PR #879, opened 2019-03-31
Require uid self cert - configurable - updated

### LINKED ISSUE #740: gpg --allow-non-selfsigned-uid equivalent
PR #753

Unfortunately, there are still many pubkeys in use today (mostly coming from Symantec PGP Desktop) that do not have uid self signatures. Naturally, OpenPGP.js is refusing to use these for encryption.

I would like to make a PR that would allow this with a flag. I would like to be able to set an attribute on a `Key` object, eg `requireUidSelfSignature` to `false`. After that, when I do `k.getEncryptionKeyPacket()`, it will return one even if there are no self uid signatures. Same for `k.getPrimaryUser()` etc. This would allow such key to be used in `openpgp.encrypt` and elsewhere.

The flag would have to be set on each key individually, allowing the application know which key requires this and show warnings to the user.

This functionality would allow encrypting for legacy keys. Creation of such keys is deprecated, but using such keys should be possible with a flag / user warning for compatibility reasons. Would a PR for this be accepted?

tomholub:
replaces #753
fixes #740 

addressed comments:
https://github.com/openpgpjs/openpgpjs/pull/753#pullrequestreview-146325484
https://github.com/openpgpjs/openpgpjs/pull/753#discussion_r210166781
https://github.com/openpgpjs/openpgpjs/pull/753#discussion_r210176390

@sanjanarajan 

Thanks for the endless patience to get this done :roll_eyes:

### DIFF
--- a/src/config/config.js
+++ b/src/config/config.js
@@ -123,6 +123,12 @@ export default {
 
   /**
    * @memberof module:config
+   * @property {Boolean} require_uid_self_cert If false, user is valid even without self certification
+   */
+  require_uid_self_cert: true,
+
+  /**
+   * @memberof module:config
    * @property {Boolean} use_native Use native Node.js crypto/zlib and WebCrypto APIs when available
    */
   use_native:               true,
--- a/src/key.js
+++ b/src/key.js
@@ -1735,8 +1735,7 @@ export async function getPreferredAlgo(type, keys, date=new Date(), userIds=[]) 
   const prioMap = {};
   await Promise.all(keys.map(async function(key, i) {
     const primaryUser = await key.getPrimaryUser(date, userIds[i]);
-    const noSelfCertOk = !config.require_uid_self_cert && primaryUser && !primaryUser.selfCertification;
-    if (!primaryUser || noSelfCertOk || !primaryUser.selfCertification[prefProperty]) {
+    if (!primaryUser || !primaryUser.selfCertification || !primaryUser.selfCertification[prefProperty]) {
       return defaultAlgo;
     }
     primaryUser.selfCertification[prefProperty].forEach(function(algo, index) {
--- a/src/key.js
+++ b/src/key.js
@@ -362,7 +362,7 @@ Key.prototype.getEncryptionKey = async function(keyId, date=new Date(), userId={
     }
     // if no valid subkey for encryption, evaluate primary key
     const primaryUser = await this.getPrimaryUser(date, userId);
-    if (primaryUser && (!keyId || primaryKey.getKeyId().equals(keyId)) &&
+    if (primaryUser && (!keyId || primaryKey.getKeyId().equals(keyId)) && primaryUser.selfCertification &&
         isValidEncryptionKeyPacket(primaryKey, primaryUser.selfCertification)) {
       return this;
     }
@@ -1699,7 +1699,7 @@ export async function getPreferredHashAlgo(key, keyPacket, date=new Date(), user
   let pref_algo = hash_algo;
   if (key instanceof Key) {
     const primaryUser = await key.getPrimaryUser(date, userId);
-    if (primaryUser && primaryUser.selfCertification.preferredHashAlgorithms) {
+    if (primaryUser && primaryUser.selfCertification && primaryUser.selfCertification.preferredHashAlgorithms) {
       [pref_algo] = primaryUser.selfCertification.preferredHashAlgorithms;
       hash_algo = crypto.hash.getHashByteLength(hash_algo) <= crypto.hash.getHashByteLength(pref_algo) ?
         pref_algo : hash_algo;
@@ -1774,7 +1774,7 @@ export async function isAeadSupported(keys, date=new Date(), userIds=[]) {
   // TODO replace when Promise.some or Promise.any are implemented
   await Promise.all(keys.map(async function(key, i) {
     const primaryUser = await key.getPrimaryUser(date, userIds[i]);
-    if (!primaryUser || !primaryUser.selfCertification.features ||
+    if (!primaryUser || !primaryUser.selfCertification || !primaryUser.selfCertification.features ||
         !(primaryUser.selfCertification.features[0] & enums.features.aead)) {
       supported = false;
     }
--- a/src/key.js
+++ b/src/key.js
@@ -316,23 +316,22 @@ Key.prototype.getSigningKey = async function (keyId=null, date=new Date(), userI
       }
     }
     const primaryUser = await this.getPrimaryUser(date, userId);
-    const noSelfCertOk = !primaryUser.selfCertification && !config.require_uid_self_cert;
     if (primaryUser && (!keyId || primaryKey.getKeyId().equals(keyId)) &&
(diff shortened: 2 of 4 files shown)


tomholub:
Ping, thanks :)

tomholub:
Another gentle ping

tomholub:
Let me know if there's anything I can do to move this forward. Thanks! :+1:

twiss:
Hi! :wave: Sorry for the delay. I've become a bit apprehensive to add this feature. I know it was basically already approved, but I think we should reconsider for a moment. The main reason is the following:

Currently, openpgp.js only places (and looks at) key preferences in UID self certifications, not in subkey self certs. So, with this option enabled, a MITM attacker can strip the key preferences from a key simply by removing the UID self cert, forcing us to fall back to the spec's defaults. This works even if the user verifies the fingerprint. Our current default preferred algorithm is AES256; we fall back to AES128, which is not so bad, even though the non-draft spec mandates falling back to 3DES, which would be pretty bad. Still, let's say someone discovers a vulnerability in our implementation of AES128, but not in AES256, this gives them a way to exploit that vulnerability. (We also can't easily change the fallback algorithm without changing the spec, but we can easily change our default, so these might divert further in the future.)

There's also some considerations around the primary key expiry, key flags, revocation key, etc, although I think that's less easily exploitable. In general, though, it's just nice to be able to verify all information in a key by verifying the fingerprint and a bunch of signatures.

I know client software should show a warning when using this option, and I know you will, but I'm afraid other developers will just globally enable this option when they first encounter a key like this. The problem with that is not that they'll accept that specific key, but rather that it exposes them to these unrelated subtle attacks on all other keys.

Even when a warning is shown, it's difficult for users to distinguish between MITM and a legacy key, and the existence of this option makes the path of least resistance to just use the key, rather than go check with the key owner why there's no self cert, which is what they should do.

Sorry for not bringing this up earlier. What do you think?

tomholub:
> Sorry for not bringing this up earlier. What do you think?

No worries, thank you for taking the time to verbalize it above.

> Even when a warning is shown, it's difficult for users to distinguish between MITM and a legacy key, and the existence of this option makes the path of least resistance to just use the key, rather than go check with the key owner why there's no self cert, which is what they should do.

This makes me think that I could further restrict it - only allow this option when emailing users on specific pre-defined domains (the ones that are known to be using such legacy keys). When sender wants a recipient domain whitelisted, they'd need to write the app developer (me) to verify they are using keys of this type, before they can use this functionality. Which brings me to..

> I'm afraid other developers will just globally enable this option when they first encounter a key like this

I have no good answer to this. One habit I've been following is to name things `DANGEROUS`, with some comments around it, which should give developers a pause: `openpgp.config.require_uid_self_cert_DANGEROUS_IF_FALSE = false;`, or perhaps maintain our own fork.

> Currently, openpgp.js only places (and looks at) key preferences in UID self certifications, not in subkey self certs. So, with this option enabled, a MITM attacker can strip the key preferences from a key simply by removing the UID self cert, forcing us to fall back to the spec's defaults. This works even if the user verifies the fingerprint. [...]

If I read this correctly, in a future scenario where there was a vulnerability discovered in the AES128 implementation, you are worried about a MITM attacker being able to trick users into using AES128 instead of AES256 to encrypt their outgoing messages.

In general, MITM attacker can replace and manipulate exchanged pubkeys at will, and users can protect themselves against this by diligently cross-checking fingerprints. You are worried that fingerprint checks don't help in this scenario - coupled with app developers not being diligent in showing alerts or users being lazy: increasing the attack scope of the app for non-legacy keys too.

> Our current default preferred algorithm is AES256; we fall back to AES128, which is not so bad [...]. Still, let's say someone discovers a vulnerability in our implementation of AES128, but not in AES256, this gives them a way to exploit that vulnerability.

Here I don't fully follow. If there are no self certs, I would expect OpenPGP.js to use default algo - AES256. Based on what would it decide to use AES128 instead when given no preference options?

Task to complete:
In the material above, locate the line containing "keyPacket, date=new Date(), user" and the line containing "(!primaryUser || !primaryUser.selfCertification.features ||". Transcribe exactly those two lines and every line between them, and nothing more.

Response to the exercise:
@@ -1699,7 +1699,7 @@ export async function getPreferredHashAlgo(key, keyPacket, date=new Date(), user
   let pref_algo = hash_algo;
   if (key instanceof Key) {
     const primaryUser = await key.getPrimaryUser(date, userId);
-    if (primaryUser && primaryUser.selfCertification.preferredHashAlgorithms) {
+    if (primaryUser && primaryUser.selfCertification && primaryUser.selfCertification.preferredHashAlgorithms) {
       [pref_algo] = primaryUser.selfCertification.preferredHashAlgorithms;
       hash_algo = crypto.hash.getHashByteLength(hash_algo) <= crypto.hash.getHashByteLength(pref_algo) ?
         pref_algo : hash_algo;
@@ -1774,7 +1774,7 @@ export async function isAeadSupported(keys, date=new Date(), userIds=[]) {
   // TODO replace when Promise.some or Promise.any are implemented
   await Promise.all(keys.map(async function(key, i) {
     const primaryUser = await key.getPrimaryUser(date, userIds[i]);
-    if (!primaryUser || !primaryUser.selfCertification.features ||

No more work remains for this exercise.